Preliminary Investigation of Real-Time Object Detection for Safe Robotic Navigation in Rehabilitation Scenarios

Object detection, a cornerstone of computer vision powered by advancements in Convolutional Neural Networks (CNNs), plays a crucial role in enabling robots to perceive and interact with their surroundings, particularly in complex applications such as rehabilitation robotics. This paper investigates the viability of integrating the real-time-capable YOLOv11 architecture into the TIAGo robot for object detection tasks relevant to rehabilitation settings. Given the limitations of TIAGo's LiDAR - especially its fixed height, which hinders obstacle detection - this study explores whether YOLOv11 applied to RGB data from the robot's onboard camera can compensate for such perceptual gaps.

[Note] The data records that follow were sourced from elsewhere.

PR #470, opened 2018-03-28
Ensure we use up-to-date state timeprefs for daily print view

cbwebdevelopment:
See https://trello.com/c/dr9EeALW

The changes made for the data paging/processing feature meant that at the time the initial print view generation was called, it was not yet set to state in the PatientData instance.

I've changed it to use the incoming `nextState` as supplied from the `componentWillUpdate` hook.

This is actually how I'd intended it to work when the initial print view was released.  I simply forgot to change one instance of `this.state` to `state`.

### DIFF
--- a/app/pages/patientdata/patientdata.js
+++ b/app/pages/patientdata/patientdata.js
@@ -454,7 +454,7 @@ export let PatientData = React.createClass({
           ['basal', 'bolus', 'cbg', 'message', 'smbg']
         ),
         6,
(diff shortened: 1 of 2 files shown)


cbwebdevelopment:
[Print View  - Daily View starts at 5pm rather than midnight](https://trello.com/c/dr9EeALW/351-print-view-daily-view-starts-at-5pm-rather-than-midnight)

We apply transfer learning to fine-tune various YOLOv11 variants (n, s, m, l, x) using a publicly available dataset of indoor scenes acquired with RGB-D camera, sensor frequently on board on assistive robot. Each model is evaluated in terms of detection accuracy (mAP50), inference time, and memory usage to assess its suitability for deployment under real-time constraints imposed by TIAGo's 30 Hz RGB-D camera. Considering the technical specifications of TIAGo, our results show that YOLOv11-s achieves the highest mAP50 (96.4%) but exceeds the frame rate requirement with an inference time of 34.6 ms, suggesting that optimization would be necessary for robotic purpose. The analysis highlights trade-offs between accuracy and computational efficiency and supports the feasibility of future integration of object detection within TIAGo's navigation framework for safe and effective rehabilitation assistance.